_TASK BRIEF_. Among the lines below, return each one that contains the word "subject".

(Stored data entries)
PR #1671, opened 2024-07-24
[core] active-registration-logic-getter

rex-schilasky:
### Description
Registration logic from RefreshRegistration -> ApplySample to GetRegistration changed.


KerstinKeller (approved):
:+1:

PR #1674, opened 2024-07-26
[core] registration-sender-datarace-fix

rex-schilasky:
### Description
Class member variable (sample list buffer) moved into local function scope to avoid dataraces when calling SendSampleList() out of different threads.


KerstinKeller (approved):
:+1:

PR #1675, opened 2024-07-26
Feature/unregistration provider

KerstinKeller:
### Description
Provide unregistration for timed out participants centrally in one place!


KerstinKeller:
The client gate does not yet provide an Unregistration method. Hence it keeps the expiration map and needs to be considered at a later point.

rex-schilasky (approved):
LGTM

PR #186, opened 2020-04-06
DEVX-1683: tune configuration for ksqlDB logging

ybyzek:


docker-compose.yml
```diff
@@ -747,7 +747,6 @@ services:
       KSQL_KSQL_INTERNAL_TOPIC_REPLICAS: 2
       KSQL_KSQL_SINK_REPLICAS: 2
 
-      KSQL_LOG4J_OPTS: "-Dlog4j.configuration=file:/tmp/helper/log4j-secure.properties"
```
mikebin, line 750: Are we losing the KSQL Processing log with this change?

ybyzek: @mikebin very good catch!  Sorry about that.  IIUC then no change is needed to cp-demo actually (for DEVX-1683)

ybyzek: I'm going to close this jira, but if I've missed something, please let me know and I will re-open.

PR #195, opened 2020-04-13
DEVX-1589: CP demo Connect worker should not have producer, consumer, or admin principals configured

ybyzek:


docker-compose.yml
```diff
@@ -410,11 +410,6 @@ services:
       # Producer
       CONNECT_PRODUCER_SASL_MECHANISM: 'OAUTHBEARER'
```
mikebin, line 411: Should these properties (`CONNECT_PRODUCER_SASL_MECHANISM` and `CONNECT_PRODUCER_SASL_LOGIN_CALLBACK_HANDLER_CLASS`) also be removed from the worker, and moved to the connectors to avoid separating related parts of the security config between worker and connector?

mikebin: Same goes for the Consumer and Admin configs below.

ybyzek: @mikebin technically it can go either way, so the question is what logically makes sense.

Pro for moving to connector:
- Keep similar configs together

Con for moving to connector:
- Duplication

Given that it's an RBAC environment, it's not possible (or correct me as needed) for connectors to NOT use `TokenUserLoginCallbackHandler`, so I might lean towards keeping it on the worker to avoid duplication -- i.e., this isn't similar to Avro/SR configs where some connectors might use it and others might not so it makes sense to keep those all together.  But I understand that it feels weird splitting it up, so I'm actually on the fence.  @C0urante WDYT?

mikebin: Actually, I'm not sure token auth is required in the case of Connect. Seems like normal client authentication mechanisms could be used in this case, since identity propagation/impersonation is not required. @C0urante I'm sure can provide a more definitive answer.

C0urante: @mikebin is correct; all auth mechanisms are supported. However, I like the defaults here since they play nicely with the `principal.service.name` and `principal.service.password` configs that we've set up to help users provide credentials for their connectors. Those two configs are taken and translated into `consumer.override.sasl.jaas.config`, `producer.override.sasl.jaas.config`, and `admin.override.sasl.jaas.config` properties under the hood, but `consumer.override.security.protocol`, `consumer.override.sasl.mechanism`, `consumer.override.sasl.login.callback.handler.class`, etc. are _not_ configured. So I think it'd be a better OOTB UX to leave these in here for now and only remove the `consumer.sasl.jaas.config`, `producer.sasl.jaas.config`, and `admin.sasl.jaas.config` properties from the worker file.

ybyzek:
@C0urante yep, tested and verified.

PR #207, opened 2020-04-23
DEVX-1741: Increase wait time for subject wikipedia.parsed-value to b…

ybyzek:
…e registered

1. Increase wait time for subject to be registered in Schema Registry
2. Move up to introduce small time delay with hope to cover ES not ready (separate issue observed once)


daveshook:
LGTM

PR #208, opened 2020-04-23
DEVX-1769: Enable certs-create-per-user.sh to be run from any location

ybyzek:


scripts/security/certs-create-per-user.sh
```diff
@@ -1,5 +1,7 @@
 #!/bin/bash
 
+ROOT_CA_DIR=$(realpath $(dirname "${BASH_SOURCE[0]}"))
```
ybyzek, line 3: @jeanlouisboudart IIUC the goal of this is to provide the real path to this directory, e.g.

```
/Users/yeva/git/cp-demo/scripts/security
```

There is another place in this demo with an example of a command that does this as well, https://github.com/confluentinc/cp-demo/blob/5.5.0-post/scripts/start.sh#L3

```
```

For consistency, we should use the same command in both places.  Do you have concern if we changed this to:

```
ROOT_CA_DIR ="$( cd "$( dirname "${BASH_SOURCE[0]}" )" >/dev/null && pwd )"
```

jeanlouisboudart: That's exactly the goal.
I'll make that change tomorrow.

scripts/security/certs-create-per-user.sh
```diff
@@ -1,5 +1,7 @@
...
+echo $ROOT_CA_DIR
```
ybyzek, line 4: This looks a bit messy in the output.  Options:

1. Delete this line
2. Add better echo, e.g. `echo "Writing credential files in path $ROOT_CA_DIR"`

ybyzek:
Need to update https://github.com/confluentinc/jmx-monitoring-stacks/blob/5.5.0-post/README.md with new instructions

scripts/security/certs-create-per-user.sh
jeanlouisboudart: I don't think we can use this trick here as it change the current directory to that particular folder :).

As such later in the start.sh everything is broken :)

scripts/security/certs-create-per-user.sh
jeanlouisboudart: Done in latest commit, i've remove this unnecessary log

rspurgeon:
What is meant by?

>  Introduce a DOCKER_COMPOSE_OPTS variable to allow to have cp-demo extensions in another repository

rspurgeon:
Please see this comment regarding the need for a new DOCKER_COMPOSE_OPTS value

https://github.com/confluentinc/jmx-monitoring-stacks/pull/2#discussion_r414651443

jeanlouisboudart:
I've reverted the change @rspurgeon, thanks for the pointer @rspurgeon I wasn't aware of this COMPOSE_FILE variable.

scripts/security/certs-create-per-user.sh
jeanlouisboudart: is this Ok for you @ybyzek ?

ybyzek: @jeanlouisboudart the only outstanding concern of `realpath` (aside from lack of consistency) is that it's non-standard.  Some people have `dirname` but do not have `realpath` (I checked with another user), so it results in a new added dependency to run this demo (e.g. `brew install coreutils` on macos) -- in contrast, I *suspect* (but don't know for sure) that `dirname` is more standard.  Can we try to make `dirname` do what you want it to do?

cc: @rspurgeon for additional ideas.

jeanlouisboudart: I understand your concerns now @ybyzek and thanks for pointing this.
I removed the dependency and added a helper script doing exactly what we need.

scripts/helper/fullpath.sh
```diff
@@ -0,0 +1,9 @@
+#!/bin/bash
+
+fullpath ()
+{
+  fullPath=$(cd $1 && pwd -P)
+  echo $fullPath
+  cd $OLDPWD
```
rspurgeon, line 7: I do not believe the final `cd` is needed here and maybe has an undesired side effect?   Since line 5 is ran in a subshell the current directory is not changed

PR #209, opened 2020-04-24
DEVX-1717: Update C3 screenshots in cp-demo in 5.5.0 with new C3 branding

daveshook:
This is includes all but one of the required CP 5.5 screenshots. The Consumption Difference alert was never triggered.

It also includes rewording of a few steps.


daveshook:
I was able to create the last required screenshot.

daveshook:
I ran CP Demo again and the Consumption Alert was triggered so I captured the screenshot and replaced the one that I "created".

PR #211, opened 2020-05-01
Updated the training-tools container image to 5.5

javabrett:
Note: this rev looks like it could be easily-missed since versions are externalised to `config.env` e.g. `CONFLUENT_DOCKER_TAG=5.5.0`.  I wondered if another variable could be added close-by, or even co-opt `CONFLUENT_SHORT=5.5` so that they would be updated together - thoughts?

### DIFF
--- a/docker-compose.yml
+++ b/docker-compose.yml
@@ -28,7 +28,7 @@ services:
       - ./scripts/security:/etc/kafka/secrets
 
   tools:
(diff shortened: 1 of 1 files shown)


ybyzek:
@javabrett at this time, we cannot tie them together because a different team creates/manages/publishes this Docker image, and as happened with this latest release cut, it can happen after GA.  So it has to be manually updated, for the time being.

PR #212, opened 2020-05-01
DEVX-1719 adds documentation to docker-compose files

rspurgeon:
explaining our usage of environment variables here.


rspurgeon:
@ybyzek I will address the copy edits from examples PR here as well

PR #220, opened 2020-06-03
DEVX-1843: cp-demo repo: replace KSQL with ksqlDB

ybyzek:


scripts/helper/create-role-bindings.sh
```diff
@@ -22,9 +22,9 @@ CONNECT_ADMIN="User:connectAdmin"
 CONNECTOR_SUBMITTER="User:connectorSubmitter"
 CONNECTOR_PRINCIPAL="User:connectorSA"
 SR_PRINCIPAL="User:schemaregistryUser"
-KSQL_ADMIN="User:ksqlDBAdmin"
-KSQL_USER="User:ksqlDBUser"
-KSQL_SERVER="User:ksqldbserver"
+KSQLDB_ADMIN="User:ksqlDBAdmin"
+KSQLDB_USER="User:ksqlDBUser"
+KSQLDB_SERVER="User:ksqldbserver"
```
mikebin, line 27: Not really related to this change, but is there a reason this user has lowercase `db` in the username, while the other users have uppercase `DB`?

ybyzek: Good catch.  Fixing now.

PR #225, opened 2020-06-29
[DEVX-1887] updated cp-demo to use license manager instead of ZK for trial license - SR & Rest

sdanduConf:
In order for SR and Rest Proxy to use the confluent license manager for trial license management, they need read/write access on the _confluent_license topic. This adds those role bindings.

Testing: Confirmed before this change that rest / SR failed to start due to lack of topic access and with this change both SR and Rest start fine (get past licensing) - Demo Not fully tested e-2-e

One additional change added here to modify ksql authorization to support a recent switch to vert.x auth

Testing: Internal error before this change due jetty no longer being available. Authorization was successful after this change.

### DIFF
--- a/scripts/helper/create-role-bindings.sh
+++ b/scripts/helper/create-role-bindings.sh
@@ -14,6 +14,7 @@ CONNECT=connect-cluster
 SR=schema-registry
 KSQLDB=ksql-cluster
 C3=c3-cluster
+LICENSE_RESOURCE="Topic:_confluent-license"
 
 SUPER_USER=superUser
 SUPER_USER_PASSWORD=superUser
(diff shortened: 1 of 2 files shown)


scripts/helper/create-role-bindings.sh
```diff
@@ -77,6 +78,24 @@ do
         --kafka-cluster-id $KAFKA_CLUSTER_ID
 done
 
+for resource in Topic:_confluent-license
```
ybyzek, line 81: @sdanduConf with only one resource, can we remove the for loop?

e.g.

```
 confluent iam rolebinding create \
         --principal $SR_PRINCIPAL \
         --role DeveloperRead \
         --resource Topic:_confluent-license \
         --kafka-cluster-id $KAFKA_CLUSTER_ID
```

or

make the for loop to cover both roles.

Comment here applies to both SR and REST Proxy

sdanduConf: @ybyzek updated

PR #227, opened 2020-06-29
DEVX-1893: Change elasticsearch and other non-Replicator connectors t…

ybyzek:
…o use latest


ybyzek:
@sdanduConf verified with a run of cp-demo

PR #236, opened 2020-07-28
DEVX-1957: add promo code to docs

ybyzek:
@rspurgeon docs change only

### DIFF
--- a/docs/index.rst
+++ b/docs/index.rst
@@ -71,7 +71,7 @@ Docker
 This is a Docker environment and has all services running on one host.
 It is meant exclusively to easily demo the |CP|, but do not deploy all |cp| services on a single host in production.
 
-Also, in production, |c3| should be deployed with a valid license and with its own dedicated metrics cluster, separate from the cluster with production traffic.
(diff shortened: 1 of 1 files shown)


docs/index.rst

_REPLY_.
DEVX-1741: Increase wait time for subject wikipedia.parsed-value to b…
1. Increase wait time for subject to be registered in Schema Registry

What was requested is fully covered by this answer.